Work item — In the records below, find each line with the word "opened" and copy it.

Source information —

━━━━━━━━━━━━━━━━━━━━━━━━━━━━━━

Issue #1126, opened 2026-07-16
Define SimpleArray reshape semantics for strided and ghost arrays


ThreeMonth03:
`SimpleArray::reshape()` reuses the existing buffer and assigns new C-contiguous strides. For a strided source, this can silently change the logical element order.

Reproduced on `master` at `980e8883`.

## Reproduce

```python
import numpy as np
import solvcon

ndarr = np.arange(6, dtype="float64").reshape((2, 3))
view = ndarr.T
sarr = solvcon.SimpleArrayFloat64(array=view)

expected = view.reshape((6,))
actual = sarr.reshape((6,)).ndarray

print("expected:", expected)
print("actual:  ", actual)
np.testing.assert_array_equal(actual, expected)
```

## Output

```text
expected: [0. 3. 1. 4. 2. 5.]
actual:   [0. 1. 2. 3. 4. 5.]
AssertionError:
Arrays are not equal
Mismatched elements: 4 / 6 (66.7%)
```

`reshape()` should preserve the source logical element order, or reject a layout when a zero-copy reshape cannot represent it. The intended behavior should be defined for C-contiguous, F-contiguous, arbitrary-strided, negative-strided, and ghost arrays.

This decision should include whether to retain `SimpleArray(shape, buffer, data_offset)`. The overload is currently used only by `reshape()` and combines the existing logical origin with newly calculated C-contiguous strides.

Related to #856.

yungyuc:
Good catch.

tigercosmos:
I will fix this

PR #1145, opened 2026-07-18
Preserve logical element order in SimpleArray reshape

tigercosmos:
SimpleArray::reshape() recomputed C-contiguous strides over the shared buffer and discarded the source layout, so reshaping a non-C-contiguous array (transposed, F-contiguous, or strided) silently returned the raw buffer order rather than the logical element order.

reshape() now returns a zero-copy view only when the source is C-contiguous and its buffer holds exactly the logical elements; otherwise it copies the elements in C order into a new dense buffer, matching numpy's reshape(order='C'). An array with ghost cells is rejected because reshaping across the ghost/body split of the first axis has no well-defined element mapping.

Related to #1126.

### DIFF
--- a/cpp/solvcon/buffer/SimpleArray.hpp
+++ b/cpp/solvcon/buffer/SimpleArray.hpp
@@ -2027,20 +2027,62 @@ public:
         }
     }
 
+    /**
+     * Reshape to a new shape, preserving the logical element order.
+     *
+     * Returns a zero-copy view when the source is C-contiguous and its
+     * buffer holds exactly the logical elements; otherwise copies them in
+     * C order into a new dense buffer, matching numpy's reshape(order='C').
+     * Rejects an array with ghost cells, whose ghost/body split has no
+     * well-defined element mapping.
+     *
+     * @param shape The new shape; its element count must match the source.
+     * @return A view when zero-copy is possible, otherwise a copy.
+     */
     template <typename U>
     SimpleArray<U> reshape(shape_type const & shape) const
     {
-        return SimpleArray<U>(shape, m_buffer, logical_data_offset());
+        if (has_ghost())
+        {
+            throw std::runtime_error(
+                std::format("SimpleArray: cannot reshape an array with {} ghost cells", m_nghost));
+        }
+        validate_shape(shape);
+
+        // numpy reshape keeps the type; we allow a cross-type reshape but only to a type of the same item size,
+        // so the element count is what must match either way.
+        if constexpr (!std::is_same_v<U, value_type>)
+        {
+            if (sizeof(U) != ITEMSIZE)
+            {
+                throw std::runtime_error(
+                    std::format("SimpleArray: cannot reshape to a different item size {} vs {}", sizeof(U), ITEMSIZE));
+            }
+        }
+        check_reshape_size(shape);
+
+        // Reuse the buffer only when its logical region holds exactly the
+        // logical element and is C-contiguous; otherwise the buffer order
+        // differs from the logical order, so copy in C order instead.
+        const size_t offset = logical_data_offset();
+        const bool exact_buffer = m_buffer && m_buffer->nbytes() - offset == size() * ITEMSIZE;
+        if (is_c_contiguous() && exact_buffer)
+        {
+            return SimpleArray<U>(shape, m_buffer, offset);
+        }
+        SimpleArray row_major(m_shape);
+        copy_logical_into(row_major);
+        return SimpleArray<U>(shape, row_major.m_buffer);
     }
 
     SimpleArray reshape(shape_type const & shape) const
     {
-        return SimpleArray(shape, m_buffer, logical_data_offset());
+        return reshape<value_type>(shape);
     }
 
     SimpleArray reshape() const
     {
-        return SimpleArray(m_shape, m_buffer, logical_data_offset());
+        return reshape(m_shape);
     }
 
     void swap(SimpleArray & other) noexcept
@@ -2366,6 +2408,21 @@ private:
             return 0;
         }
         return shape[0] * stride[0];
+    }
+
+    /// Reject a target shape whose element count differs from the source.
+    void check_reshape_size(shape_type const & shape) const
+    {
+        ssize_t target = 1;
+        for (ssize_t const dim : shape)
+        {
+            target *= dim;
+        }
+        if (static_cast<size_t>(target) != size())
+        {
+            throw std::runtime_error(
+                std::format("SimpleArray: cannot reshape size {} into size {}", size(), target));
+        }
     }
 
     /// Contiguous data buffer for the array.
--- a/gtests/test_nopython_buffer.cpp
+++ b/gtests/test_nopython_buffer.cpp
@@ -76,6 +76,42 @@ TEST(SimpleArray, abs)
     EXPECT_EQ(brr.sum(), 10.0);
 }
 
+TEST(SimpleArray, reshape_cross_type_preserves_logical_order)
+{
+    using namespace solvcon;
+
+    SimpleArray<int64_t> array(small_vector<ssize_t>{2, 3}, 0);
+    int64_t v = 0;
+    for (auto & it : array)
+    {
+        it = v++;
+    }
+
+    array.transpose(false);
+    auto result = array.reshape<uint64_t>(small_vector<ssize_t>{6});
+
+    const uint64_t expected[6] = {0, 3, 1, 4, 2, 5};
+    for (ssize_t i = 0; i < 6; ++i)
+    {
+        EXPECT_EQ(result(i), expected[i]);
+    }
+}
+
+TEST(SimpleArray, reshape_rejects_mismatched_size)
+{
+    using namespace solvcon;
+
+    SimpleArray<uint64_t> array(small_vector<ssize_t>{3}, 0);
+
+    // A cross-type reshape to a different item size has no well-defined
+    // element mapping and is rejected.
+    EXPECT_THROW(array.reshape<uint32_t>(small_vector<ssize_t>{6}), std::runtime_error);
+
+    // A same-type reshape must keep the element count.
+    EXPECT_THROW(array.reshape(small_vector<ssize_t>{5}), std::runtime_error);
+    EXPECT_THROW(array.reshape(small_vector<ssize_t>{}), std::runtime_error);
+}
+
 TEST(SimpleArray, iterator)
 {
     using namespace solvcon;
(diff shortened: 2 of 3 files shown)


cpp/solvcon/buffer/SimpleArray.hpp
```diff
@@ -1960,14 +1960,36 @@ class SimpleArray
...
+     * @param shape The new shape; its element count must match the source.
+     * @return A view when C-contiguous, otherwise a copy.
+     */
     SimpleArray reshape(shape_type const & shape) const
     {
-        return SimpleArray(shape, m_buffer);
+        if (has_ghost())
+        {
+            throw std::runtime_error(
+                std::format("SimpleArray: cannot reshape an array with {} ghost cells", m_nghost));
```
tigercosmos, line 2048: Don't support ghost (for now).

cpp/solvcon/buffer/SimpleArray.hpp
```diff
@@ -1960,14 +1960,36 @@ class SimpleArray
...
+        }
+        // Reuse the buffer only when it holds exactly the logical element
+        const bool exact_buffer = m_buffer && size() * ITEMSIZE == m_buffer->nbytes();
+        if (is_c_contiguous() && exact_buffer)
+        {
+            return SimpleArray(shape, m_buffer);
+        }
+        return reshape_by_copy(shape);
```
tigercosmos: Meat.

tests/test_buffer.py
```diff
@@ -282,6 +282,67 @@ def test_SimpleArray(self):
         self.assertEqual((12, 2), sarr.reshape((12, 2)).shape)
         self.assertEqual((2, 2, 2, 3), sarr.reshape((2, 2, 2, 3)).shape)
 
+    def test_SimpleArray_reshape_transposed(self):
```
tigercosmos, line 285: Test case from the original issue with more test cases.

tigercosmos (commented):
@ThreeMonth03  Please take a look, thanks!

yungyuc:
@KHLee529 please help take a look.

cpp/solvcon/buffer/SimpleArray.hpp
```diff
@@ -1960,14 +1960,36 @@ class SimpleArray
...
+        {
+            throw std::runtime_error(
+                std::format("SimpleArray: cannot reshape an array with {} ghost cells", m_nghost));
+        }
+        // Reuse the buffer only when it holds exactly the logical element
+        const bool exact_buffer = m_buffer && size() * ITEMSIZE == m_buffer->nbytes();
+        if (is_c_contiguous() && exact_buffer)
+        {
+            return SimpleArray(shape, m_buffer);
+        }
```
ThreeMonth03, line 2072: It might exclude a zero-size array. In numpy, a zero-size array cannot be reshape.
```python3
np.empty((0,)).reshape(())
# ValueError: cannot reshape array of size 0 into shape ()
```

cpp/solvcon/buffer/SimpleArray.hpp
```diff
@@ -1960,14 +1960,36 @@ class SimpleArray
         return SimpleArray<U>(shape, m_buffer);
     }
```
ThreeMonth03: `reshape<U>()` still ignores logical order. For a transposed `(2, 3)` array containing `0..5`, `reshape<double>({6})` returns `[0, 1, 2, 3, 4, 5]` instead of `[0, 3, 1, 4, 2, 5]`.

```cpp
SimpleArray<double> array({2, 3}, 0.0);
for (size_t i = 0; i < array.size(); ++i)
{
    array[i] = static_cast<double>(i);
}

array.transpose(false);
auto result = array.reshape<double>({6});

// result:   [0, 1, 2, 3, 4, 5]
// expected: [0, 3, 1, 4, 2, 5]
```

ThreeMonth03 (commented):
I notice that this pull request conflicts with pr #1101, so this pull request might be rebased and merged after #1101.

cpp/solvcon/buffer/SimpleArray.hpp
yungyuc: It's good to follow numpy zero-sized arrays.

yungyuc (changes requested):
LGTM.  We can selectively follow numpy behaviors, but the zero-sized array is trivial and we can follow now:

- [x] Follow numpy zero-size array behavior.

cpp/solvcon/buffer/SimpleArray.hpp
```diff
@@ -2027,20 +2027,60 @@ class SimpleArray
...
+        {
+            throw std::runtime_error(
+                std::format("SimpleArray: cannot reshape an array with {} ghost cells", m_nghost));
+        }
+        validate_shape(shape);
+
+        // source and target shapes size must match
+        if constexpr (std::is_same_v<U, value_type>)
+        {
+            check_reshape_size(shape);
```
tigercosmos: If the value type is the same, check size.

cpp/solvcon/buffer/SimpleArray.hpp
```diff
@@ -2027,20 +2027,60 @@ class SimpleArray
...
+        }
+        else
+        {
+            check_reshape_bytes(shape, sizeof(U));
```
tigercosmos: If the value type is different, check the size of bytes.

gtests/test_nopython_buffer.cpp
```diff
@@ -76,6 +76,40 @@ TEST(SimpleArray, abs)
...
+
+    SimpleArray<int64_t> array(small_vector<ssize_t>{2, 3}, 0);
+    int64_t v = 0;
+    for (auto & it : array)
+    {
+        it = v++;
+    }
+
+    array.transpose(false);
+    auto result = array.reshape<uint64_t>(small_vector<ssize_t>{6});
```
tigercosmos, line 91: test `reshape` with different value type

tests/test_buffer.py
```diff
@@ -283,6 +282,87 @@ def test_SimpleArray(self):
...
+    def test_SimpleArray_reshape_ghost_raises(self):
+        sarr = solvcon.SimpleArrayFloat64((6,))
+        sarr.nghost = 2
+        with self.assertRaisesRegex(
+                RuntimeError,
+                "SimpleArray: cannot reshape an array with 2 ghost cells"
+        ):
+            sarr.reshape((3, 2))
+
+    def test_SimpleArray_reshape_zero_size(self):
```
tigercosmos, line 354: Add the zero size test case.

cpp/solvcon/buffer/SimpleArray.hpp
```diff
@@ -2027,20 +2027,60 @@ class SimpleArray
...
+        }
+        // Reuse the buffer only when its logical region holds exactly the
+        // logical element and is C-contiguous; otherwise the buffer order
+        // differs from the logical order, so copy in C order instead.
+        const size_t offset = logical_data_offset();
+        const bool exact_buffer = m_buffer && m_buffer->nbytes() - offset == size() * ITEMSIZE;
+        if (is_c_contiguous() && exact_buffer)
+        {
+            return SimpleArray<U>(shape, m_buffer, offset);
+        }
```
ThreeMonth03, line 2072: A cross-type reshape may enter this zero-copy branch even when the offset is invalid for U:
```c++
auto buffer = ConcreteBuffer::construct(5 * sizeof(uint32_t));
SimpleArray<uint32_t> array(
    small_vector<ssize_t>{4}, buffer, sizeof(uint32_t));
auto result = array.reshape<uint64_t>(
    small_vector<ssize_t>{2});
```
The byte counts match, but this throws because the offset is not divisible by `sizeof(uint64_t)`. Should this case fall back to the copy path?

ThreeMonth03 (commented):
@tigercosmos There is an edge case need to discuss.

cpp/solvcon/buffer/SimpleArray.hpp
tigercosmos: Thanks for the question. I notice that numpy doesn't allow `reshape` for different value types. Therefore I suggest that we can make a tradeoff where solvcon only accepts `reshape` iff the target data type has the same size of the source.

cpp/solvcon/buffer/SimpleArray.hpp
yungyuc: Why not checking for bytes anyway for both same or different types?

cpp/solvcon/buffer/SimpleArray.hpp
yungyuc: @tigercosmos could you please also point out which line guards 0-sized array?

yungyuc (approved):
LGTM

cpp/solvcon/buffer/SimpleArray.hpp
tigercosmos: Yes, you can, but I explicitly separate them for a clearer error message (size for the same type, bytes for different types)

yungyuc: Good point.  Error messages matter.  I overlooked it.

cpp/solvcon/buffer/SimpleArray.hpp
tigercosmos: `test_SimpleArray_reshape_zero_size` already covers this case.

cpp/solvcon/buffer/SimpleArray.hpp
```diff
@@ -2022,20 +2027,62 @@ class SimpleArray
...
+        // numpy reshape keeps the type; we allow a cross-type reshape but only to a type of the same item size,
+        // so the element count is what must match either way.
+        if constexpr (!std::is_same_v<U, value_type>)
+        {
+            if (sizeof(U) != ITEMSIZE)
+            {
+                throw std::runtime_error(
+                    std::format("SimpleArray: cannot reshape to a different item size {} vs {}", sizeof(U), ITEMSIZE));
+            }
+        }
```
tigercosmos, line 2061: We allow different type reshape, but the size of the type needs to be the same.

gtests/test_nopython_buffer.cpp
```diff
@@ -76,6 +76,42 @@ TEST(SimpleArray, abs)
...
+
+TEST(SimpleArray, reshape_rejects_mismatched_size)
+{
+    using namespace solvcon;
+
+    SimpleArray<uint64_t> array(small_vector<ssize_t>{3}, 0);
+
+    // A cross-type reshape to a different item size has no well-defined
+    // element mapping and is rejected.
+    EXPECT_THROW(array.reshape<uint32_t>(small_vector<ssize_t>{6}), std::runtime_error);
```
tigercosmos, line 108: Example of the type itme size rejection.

━━━━━━━━━━━━━━━━━━━━━━━━━━━━━━

Solution —
Issue #1126, opened 2026-07-16
PR #1145, opened 2026-07-18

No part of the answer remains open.